> WORK INSTRUCTIONS:
Which lines in the listing below contain "think"? Copy each of them.

== Segment start ==

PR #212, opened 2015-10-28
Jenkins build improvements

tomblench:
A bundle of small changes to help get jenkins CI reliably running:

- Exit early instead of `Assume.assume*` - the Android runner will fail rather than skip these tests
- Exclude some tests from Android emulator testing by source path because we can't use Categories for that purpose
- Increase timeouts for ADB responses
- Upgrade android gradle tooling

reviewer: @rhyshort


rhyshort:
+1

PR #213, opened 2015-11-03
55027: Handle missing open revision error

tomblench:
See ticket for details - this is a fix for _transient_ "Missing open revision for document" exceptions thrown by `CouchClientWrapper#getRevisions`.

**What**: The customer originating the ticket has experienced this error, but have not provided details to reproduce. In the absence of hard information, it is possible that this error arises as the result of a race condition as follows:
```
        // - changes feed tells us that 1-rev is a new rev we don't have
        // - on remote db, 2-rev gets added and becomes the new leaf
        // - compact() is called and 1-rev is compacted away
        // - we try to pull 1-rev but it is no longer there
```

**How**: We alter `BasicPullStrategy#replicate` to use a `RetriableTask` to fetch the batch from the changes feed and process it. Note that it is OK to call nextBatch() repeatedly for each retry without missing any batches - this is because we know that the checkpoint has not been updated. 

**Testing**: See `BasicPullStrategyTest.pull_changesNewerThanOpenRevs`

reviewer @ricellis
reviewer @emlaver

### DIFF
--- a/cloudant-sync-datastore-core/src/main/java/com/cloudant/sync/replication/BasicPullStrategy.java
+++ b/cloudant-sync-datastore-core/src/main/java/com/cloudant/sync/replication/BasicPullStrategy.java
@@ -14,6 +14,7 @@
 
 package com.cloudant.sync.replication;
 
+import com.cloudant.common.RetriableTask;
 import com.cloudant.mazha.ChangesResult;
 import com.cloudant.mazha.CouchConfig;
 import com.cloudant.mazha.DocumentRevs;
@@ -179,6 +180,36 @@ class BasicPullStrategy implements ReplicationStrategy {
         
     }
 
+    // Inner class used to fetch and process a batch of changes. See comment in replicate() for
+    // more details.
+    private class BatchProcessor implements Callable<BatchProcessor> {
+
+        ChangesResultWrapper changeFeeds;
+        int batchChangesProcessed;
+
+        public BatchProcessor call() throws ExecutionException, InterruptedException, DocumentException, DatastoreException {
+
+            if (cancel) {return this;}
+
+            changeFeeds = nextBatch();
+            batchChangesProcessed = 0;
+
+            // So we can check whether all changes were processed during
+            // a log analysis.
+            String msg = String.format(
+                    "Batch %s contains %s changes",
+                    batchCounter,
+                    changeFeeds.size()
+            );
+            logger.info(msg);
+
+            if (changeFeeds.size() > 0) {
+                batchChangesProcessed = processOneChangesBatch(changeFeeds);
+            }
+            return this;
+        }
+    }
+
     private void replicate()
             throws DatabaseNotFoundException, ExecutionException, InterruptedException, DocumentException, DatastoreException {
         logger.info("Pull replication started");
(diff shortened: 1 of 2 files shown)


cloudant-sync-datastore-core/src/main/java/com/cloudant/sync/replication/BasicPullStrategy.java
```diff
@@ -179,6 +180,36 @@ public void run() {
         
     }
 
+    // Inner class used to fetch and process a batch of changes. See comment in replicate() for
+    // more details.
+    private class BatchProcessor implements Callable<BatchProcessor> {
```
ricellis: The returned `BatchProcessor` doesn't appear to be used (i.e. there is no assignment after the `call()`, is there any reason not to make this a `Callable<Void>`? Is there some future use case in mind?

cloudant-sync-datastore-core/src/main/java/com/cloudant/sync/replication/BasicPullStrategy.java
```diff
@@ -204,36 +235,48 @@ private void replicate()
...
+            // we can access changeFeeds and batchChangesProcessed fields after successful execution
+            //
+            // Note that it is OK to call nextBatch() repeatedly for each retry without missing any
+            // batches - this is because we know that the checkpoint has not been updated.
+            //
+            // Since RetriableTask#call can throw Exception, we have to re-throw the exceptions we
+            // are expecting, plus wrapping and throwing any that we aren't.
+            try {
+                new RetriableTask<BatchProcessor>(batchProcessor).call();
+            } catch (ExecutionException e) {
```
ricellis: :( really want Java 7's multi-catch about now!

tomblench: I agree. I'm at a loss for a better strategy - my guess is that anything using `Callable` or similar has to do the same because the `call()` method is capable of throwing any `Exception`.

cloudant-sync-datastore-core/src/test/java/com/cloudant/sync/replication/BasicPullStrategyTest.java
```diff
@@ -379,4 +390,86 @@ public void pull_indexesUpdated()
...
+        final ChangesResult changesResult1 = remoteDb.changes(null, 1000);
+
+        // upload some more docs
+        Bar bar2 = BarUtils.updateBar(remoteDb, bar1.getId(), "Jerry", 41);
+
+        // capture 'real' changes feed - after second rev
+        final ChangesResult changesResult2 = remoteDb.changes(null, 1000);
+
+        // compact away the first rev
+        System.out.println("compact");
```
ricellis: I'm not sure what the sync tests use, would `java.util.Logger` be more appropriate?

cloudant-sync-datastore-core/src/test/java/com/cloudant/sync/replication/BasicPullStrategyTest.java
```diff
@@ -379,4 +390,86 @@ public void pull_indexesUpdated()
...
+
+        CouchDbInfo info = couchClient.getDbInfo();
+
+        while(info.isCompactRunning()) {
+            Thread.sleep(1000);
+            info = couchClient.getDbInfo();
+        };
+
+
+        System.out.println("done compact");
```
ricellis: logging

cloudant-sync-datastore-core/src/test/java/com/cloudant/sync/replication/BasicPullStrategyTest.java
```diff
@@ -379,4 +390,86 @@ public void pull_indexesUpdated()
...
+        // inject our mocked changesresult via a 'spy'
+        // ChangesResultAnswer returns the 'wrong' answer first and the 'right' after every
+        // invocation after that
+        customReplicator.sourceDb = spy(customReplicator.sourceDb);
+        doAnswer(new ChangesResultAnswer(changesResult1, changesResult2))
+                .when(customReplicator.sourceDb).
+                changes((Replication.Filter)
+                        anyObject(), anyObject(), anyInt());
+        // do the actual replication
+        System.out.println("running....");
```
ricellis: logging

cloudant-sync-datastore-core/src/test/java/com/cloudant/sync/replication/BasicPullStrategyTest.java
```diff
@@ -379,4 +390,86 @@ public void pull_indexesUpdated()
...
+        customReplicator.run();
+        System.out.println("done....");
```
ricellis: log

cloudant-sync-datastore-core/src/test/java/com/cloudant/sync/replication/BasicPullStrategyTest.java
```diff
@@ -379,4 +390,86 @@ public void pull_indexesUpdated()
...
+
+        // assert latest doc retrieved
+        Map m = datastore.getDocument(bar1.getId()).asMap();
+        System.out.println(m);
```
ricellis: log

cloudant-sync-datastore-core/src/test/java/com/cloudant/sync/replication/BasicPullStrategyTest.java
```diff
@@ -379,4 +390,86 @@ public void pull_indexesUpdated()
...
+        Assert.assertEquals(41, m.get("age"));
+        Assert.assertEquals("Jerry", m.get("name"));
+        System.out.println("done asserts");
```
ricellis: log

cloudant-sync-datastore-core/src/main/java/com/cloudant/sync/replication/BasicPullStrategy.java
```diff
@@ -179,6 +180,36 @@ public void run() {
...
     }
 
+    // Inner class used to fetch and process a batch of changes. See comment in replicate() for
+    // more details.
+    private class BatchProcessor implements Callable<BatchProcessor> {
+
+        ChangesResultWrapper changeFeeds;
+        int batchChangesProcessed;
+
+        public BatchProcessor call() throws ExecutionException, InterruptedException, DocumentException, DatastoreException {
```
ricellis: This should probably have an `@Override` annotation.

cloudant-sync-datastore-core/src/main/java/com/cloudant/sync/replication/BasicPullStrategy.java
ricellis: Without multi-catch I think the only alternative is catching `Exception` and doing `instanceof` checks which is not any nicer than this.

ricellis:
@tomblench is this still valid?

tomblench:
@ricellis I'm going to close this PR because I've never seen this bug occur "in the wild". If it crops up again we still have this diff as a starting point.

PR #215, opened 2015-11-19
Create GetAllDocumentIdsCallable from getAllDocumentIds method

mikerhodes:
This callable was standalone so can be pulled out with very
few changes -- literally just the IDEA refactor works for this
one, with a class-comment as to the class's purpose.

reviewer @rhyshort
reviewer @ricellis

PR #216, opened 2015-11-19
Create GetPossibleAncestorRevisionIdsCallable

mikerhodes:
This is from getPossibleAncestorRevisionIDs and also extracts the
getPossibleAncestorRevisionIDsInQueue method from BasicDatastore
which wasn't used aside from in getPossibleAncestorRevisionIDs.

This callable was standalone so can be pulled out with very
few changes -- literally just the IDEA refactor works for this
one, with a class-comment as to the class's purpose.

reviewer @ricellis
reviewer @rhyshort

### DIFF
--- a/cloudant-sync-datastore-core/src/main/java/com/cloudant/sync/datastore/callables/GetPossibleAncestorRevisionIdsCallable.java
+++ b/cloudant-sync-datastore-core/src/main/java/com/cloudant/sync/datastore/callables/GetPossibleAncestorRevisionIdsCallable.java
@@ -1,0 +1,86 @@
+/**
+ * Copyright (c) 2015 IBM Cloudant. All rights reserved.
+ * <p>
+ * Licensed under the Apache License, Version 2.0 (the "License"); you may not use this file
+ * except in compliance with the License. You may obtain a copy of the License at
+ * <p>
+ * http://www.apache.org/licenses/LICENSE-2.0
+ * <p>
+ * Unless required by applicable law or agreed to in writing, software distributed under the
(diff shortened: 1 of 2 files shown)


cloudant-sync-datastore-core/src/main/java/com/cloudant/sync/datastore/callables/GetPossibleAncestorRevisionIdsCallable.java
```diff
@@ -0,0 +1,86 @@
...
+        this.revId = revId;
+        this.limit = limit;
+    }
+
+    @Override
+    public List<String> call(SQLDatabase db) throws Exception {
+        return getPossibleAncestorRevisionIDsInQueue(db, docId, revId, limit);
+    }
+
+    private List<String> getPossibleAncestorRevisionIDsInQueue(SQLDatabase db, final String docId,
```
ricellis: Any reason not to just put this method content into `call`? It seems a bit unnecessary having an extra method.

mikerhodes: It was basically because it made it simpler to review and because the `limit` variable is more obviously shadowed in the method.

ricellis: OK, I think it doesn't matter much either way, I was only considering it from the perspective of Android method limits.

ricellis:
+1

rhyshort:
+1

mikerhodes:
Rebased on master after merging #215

== Segment end ==

> YOUR RESPONSE:
ricellis: Without multi-catch I think the only alternative is catching `Exception` and doing `instanceof` checks which is not any nicer than this.
ricellis: OK, I think it doesn't matter much either way, I was only considering it from the perspective of Android method limits.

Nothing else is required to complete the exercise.